Donald Tusk jest w sytuacji zaawansowanego magika, który większość swoich sztuczek już pokazał. Co więcej, w ostatnim czasie dwie rzeczy bardzo nadszarpnęły jego autorytet.
Zaczyna od pierwszej sprawy:
Pierwsza to kwestia pomylenia zwłok w trumnach ofiar katastrofy smoleńskiej. Pokazała to, co jest najbardziej bolesne dla Tuska. Bo Tusk stawiał alternatywę i mówił: Jesteśmy my, którzy po katastrofie zrobiliśmy wszystko, co się dało i szaleńcy, którzy twierdzą, że był zamach. Okazało się, że jest jeszcze trzecia możliwość, która pokazała, że nie chodzi o to, że był zamach, ale że Rosjanie po wypadku robili, co chcieli.

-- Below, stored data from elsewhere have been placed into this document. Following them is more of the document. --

PR #432, opened 2024-07-11
Use latest C# version

erdembayar:
Partially address: https://github.com/NuGet/Engineering/issues/5525
We could move to latest C# version like 12 which [is same as client team](https://github.com/NuGet/NuGet.Client/blob/5f1401c2de4e7d75f8c58bbb45d9df828f2de2d1/build/common.project.props#L98).
image

It's [blocking NuGet.Jobs release](https://devdiv.visualstudio.com/DevDiv/_build/results?buildId=9869300&view=logs&j=8515a029-22a6-5510-9e17-f5665af94c87&t=6006c852-547b-5c40-1e5c-b5a098dddd13&l=589)

### DIFF
--- a/Directory.Build.props
+++ b/Directory.Build.props
@@ -20,6 +20,10 @@
     <GenerateAssemblyInformationalVersionAttribute>false</GenerateAssemblyInformationalVersionAttribute>
     <GenerateAssemblyVersionAttribute>false</GenerateAssemblyVersionAttribute>
   </PropertyGroup>
+  
+  <PropertyGroup>
+    <LangVersion>12.0</LangVersion>
+  </PropertyGroup>
 
   <ItemGroup>
     <PackageReference Include="Microsoft.CodeAnalysis.NetAnalyzers">
--- a/src/NuGet.Services.Build/NuGet.Services.Build.csproj
+++ b/src/NuGet.Services.Build/NuGet.Services.Build.csproj
@@ -7,7 +7,7 @@
     <!--
     We force C# 5 because the FindDuplicateFiles task is compiled using CodeTaskFactory, which only supports this C# version.
     -->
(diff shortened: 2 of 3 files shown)


src/NuGet.Services.Build/NuGet.Services.Build.csproj
```diff
@@ -3,11 +3,6 @@
   <PropertyGroup>
     <TargetFramework>net472</TargetFramework>
     <Description>Shared component to assist NuGet build scripts.</Description>
-
```
erdembayar, line 6: Seems like not problem anymore, both package release and CI build succeeds.

tests/NuGet.Services.Contracts.Tests/ContractsFacts.cs
```diff
@@ -21,6 +21,11 @@ public void ShouldOnlyHaveInterfacesAndEnums()
             Assert.NotEmpty(types);
             foreach (var type in types)
             {
+                if (type.FullName.StartsWith("Microsoft.") || type.FullName.StartsWith("System."))
```
erdembayar, line 24: Latest C# adds some analysis Microsoft and System packages by default .

Directory.Build.props
```diff
@@ -20,6 +20,10 @@
     <GenerateAssemblyInformationalVersionAttribute>false</GenerateAssemblyInformationalVersionAttribute>
     <GenerateAssemblyVersionAttribute>false</GenerateAssemblyVersionAttribute>
   </PropertyGroup>
+  
+  <PropertyGroup>
+    <LangVersion>12.0</LangVersion>
```
erdembayar, line 25: IIRC using the `latest` version might break things as there are some syntaxes that couldn't be used in .NET Framework, so version `12` is a safe bet.

PR #435, opened 2024-07-23
Add how documentation for how to create local db

erdembayar:
Added steps for how to create a local database which is used for [NuGet.Jobs](https://github.com/NuGet/NuGet.Jobs/).


drewgillies (approved):
<3

PR #437, opened 2024-07-26
Discover project list for tests and assembly info

joelverhagen:
It's silly we list all of our projects directly for assembly info generation and test running. I added `Get-SolutionProjects` to enumerate them from the .sln.

Ideally we would not generate our own assembly info and use MSBuild... but this is a bigger change.
Ideally we would use `dotnet test` on the .sln directly... but this changes test output and forgets us to support `dotnet test` on all projects at once.

So I chose this simple approach for now.

Summary of changes:
- Discover project list for tests and assembly info from solution file
- Move to latest LangVersion
- Remove last of TeamCity specific code
- Move to newer nuget.exe in common.ps1
- Delete unused common.ps1 method `Install-DotnetCLI`
- Use ADO CI log groups -- it's pretty cool


Directory.Build.props
```diff
@@ -11,7 +11,7 @@
     <EmbedUntrackedSources>true</EmbedUntrackedSources>
     <IncludeSymbols Condition="'$(IncludeSymbols)' == ''">true</IncludeSymbols>
     <SymbolPackageFormat Condition="'$(SymbolPackageFormat)' == ''">snupkg</SymbolPackageFormat>
-    <LangVersion>9.0</LangVersion>
+    <LangVersion>latest</LangVersion>
```
joelverhagen, line 14: @jimmylewis - hype hype hype!!!

dannyjdev (approved):

agr (approved):

PR #439, opened 2024-07-29
Align package versions, remove unused method, quality "common" build steps

joelverhagen:
This is further clean up to ease a repository merge. 

Summary of changes:
- Switch publish test results to `VSTest` since `dotnet test` is used.
- Align package versions with NuGetGallery and NuGet.Jobs
- Simplify package source mapping to match NuGetGallery and NuGet.Jobs
- Remove build.ps1 `-CleanCache`. It's not used anywhere and is weak due to only clearing `temp` and `http-cache`
- Remove useless `app.config` files

### DIFF
--- a/.pipelines/ServerCommon-CI.yml
+++ b/.pipelines/ServerCommon-CI.yml
@@ -84,3 +84,4 @@ extends:
           inputs:
             testRunner: VSTest
             testResultsFiles: $(ServerCommonPath)\Results.*.xml
+            failTaskOnFailedTests: true
--- a/.pipelines/ServerCommon-CI.yml
+++ b/.pipelines/ServerCommon-CI.yml
@@ -77,10 +77,10 @@ extends:
             scriptName: $(ServerCommonPath)\test.ps1
             arguments: -Configuration $(BuildConfiguration) -BuildNumber $(Build.BuildId)
             workingFolder: $(ServerCommonPath)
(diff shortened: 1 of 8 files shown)


.pipelines/ServerCommon-CI.yml
```diff
@@ -77,10 +77,11 @@ extends:
...
             arguments: -Configuration $(BuildConfiguration) -BuildNumber $(Build.BuildId)
             workingFolder: $(ServerCommonPath)
-        - task: PublishTestResults@1
+        - task: PublishTestResults@2
           name: PublishTestResults_3
           displayName: Publish Test Results Results.*.xml
           condition: succeededOrFailed()
           inputs:
-            testRunner: XUnit
+            testRunner: VSTest
```
erdembayar, line 85: Is there somewhere recommendation for using VSTest over Xunit if `dotnet test` is used?

joelverhagen: In the task docs it uses `VSTest` when `dotnet test` was used:
https://learn.microsoft.com/en-us/azure/devops/pipelines/tasks/reference/publish-test-results-v2

The way I discovered this was noticing the task was not uploading test results after I moved to `dotnet test`.

erdembayar (approved):

jimmylewis (approved):

PR #440, opened 2024-07-29
Add global MSI client id for KV

dannyjdev:
# Changes
* Added "ManagedIdentityClientId" configuration, so that we can add only one MSI on config files for all services in a job, KV/Storage/etc.
* KeyVault configuration now uses "KeyVault_ClientId" if specified or fallbacks to "ManagedIdentityClientId".

### DIFF
--- a/src/NuGet.Services.Configuration/Constants.cs
+++ b/src/NuGet.Services.Configuration/Constants.cs
@@ -7,6 +7,7 @@ namespace NuGet.Services.Configuration
     {
         public static string KeyVaultVaultNameKey = "KeyVault_VaultName";
         public static string KeyVaultUseManagedIdentity = "KeyVault_UseManagedIdentity";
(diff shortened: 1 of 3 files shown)


src/NuGet.Services.Configuration/Constants.cs
```diff
@@ -7,6 +7,7 @@ public static class Constants
     {
         public static string KeyVaultVaultNameKey = "KeyVault_VaultName";
         public static string KeyVaultUseManagedIdentity = "KeyVault_UseManagedIdentity";
+        public static string ManagedIdentityClientIdKey = "ManagedIdentityClientId";
```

Pisze o kolejnej rzeczy, która sprawiła, że Tuska poważnie:
Druga sprawa to zdjęcie trybuny ze stadionu Lechii, na której sędzia Ryszard Milewski był razem z Tuskiem. To pokazało, że jednak istnieje pewna elitka, która się doskonale zna, elitka świata polityki i sędziów. Chociaż premier zapierał się jakichkolwiek kontaktów z sędzią Milewskim okazało się, że jest inaczej. Na tym polega paradoks polityki, że bardzo często rzeczy stosunkowo mało ważne potrafią wstrząsnąć ludźmi. Dla porównania afera hazardowa – o wiele bardziej poważna – nie wywołała aż takiego wstrząsu. Jakoś tak nie miała swojego zdjęcia, symbolu, jakiejś personifikacji.